## [Exercise]
Nothing but the lines from the one with "### LINKED ISSUE" down to the one with "--- a/sequencer/src/block/payload.rs" should be returned, exactly and with both ends included, from the material below.
= = = = = = =
PR #1261, opened 2024-03-19
feat: new method `Payload::namespace`

### LINKED ISSUE #1171: Add `Payload::namespace` interface
Sometimes it is useful to get a namespace without any proof. For example we may have already verified the entire block payload and just want to extract a certain namespace. Without generating the proof, we may be able to have a faster implementation, and a leaner interface (for example maybe there is no need to take VID common as a parameter)

ggutoski:
close #1171 

Minimalist implementation with basic correctness test.

### DIFF
--- a/sequencer/src/block/payload.rs
+++ b/sequencer/src/block/payload.rs
@@ -96,14 +96,17 @@ impl<TableWord: TableWordTraits> Payload<TableWord> {
         0..self.ns_table.len()
     }
 
-    /// Returns the flat bytes for namespace `ns_id`.
-    pub fn namespace(&self, ns_id: NamespaceId) -> Option<&[u8]> {
+    /// Returns the list of txs for namespace `ns_id`.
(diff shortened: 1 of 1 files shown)


sequencer/src/block/payload.rs
```diff
@@ -96,6 +96,16 @@ impl<TableWord: TableWordTraits> Payload<TableWord> {
         0..self.ns_table.len()
     }
 
+    /// Returns the flat bytes for namespace `ns_id`.
+    pub fn namespace(&self, ns_id: NamespaceId) -> Option<&[u8]> {
```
= = = = = = =
## [Exercise answer]
### LINKED ISSUE #1171: Add `Payload::namespace` interface
Sometimes it is useful to get a namespace without any proof. For example we may have already verified the entire block payload and just want to extract a certain namespace. Without generating the proof, we may be able to have a faster implementation, and a leaner interface (for example maybe there is no need to take VID common as a parameter)

ggutoski:
close #1171 

Minimalist implementation with basic correctness test.

### DIFF
--- a/sequencer/src/block/payload.rs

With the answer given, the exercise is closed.